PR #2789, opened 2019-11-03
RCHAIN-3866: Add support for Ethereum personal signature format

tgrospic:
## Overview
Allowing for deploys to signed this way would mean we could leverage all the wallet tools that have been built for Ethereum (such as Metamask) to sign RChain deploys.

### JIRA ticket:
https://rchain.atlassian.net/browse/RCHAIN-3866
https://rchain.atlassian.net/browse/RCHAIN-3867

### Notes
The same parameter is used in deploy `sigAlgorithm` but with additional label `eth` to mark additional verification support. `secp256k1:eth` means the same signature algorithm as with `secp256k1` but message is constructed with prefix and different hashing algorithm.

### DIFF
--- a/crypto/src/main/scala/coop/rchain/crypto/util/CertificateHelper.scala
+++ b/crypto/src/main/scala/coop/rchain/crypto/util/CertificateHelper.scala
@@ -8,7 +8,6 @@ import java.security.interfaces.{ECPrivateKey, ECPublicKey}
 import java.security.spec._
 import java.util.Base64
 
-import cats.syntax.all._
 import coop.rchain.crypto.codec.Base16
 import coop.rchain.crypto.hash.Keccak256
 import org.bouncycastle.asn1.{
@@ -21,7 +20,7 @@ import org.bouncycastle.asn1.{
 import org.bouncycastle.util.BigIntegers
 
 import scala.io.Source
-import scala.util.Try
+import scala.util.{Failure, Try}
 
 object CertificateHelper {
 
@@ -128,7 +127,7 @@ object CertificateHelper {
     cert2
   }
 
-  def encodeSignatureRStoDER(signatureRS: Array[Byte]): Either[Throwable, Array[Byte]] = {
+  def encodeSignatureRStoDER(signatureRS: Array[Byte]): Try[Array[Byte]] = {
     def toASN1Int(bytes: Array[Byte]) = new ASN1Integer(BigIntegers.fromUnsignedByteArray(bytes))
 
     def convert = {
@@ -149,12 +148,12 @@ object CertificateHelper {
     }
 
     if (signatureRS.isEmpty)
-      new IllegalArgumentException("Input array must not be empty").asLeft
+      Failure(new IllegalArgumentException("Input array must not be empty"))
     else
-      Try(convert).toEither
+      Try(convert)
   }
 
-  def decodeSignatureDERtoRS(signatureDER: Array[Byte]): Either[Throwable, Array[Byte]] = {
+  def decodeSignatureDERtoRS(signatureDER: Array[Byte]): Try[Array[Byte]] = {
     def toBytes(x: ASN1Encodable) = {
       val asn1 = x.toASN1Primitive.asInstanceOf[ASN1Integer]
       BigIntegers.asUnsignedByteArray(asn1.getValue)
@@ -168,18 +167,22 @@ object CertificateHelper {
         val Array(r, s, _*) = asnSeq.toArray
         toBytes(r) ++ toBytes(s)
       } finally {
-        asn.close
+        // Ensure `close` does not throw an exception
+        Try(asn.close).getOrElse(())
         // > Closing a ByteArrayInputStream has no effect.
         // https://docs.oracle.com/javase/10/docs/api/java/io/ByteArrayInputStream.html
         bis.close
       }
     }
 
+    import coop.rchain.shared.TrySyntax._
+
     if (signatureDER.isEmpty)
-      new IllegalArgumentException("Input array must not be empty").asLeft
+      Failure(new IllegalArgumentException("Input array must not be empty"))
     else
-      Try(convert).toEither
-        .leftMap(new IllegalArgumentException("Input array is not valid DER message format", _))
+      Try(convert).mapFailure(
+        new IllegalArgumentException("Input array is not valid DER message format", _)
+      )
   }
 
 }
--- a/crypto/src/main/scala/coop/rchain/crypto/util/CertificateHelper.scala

- - - - -

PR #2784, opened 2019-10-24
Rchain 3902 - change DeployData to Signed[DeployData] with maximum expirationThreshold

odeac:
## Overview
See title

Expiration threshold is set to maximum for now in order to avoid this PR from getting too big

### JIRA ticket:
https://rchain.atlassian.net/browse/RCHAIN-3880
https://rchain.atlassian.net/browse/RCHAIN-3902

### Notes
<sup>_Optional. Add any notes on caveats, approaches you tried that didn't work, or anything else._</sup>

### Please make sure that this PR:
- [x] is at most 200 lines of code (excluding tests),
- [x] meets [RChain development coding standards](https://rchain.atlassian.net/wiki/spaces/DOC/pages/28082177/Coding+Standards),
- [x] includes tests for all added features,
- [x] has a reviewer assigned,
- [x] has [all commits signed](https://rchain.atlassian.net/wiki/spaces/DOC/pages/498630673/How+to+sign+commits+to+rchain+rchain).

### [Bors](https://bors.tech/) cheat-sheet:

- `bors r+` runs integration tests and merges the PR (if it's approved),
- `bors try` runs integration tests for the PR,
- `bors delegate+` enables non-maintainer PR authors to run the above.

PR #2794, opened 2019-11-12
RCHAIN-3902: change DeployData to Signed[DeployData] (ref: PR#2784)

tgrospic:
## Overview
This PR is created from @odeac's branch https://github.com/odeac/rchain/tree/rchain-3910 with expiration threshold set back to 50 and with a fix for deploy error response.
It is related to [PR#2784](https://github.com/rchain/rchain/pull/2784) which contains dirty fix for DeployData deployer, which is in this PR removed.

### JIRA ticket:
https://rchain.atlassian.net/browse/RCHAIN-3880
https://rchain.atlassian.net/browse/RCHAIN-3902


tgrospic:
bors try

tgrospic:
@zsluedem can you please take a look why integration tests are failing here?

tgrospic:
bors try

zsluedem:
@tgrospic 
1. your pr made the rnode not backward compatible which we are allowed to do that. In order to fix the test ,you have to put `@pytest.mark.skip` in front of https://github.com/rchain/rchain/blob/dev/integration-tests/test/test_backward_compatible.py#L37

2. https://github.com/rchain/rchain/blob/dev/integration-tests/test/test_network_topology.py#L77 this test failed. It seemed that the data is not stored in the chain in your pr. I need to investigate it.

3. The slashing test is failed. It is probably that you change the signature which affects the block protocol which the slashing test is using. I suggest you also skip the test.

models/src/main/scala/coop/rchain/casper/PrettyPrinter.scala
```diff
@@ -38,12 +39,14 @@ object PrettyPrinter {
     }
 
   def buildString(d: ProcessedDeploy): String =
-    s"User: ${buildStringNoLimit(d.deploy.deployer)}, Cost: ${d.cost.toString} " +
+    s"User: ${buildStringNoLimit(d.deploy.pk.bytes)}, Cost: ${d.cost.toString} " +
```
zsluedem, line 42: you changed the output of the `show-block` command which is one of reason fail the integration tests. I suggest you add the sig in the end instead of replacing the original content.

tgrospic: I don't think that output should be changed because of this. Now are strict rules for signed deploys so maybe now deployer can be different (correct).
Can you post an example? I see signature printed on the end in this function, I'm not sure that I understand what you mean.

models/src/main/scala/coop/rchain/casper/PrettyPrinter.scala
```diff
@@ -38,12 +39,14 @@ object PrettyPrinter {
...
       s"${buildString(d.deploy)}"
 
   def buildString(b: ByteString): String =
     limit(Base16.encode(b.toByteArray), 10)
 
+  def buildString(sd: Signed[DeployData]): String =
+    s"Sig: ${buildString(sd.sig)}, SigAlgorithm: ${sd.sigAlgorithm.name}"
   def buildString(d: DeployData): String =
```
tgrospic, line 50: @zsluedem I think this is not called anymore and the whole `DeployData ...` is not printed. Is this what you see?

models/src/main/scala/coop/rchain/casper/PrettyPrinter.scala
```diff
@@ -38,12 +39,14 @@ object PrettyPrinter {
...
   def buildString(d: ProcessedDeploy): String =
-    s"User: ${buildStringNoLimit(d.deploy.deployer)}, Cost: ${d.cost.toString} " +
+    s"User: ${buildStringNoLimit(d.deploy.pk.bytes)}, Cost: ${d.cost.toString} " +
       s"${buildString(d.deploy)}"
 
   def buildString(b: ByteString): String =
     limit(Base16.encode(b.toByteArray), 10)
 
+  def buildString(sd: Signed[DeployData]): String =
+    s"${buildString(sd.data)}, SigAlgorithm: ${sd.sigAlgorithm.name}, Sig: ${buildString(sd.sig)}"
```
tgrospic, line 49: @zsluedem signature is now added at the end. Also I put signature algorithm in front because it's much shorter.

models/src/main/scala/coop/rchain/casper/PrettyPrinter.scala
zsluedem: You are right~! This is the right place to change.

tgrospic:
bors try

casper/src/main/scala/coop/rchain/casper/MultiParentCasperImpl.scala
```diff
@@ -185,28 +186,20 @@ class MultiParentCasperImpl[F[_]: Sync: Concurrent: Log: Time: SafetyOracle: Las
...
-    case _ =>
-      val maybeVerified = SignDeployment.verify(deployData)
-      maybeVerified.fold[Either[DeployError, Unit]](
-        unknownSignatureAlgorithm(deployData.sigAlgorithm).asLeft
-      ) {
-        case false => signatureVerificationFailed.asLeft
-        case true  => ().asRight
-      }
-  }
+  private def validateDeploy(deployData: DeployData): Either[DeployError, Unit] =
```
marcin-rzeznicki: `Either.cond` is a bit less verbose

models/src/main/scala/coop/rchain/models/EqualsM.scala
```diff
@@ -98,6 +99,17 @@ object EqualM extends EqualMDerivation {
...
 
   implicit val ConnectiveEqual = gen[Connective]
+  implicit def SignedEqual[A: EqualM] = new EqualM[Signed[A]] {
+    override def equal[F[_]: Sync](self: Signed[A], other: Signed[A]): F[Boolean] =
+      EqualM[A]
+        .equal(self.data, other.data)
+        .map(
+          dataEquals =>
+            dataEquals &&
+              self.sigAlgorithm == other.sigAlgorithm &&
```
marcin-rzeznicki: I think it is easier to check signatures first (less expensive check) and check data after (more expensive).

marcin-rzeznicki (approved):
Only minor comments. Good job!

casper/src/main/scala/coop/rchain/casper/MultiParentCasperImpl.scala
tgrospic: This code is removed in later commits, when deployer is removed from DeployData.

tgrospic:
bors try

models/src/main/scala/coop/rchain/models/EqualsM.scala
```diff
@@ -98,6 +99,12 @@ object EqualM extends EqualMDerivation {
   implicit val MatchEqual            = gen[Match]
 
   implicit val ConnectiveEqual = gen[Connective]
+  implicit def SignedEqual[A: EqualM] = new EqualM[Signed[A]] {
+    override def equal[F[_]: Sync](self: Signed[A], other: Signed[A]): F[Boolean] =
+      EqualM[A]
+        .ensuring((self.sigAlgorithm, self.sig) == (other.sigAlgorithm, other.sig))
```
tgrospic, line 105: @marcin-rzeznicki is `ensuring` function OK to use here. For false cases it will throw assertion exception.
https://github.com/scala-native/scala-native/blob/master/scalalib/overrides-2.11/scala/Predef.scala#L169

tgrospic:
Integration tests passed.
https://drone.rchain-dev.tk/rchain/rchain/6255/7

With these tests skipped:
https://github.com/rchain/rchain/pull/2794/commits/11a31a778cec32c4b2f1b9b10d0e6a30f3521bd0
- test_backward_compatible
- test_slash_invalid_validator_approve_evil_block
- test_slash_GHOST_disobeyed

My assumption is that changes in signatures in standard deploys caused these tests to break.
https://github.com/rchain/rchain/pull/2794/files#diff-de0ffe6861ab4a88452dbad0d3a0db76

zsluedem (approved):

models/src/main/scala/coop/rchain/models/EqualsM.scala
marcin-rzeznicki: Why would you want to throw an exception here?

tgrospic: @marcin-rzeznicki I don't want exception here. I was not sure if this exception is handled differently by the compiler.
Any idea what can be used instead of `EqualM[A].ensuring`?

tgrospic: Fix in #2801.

- - - - -

**Exercise directions**
Copy every line of the data where "signatures" is found.

**Answer to this task**
marcin-rzeznicki: I think it is easier to check signatures first (less expensive check) and check data after (more expensive).
My assumption is that changes in signatures in standard deploys caused these tests to break.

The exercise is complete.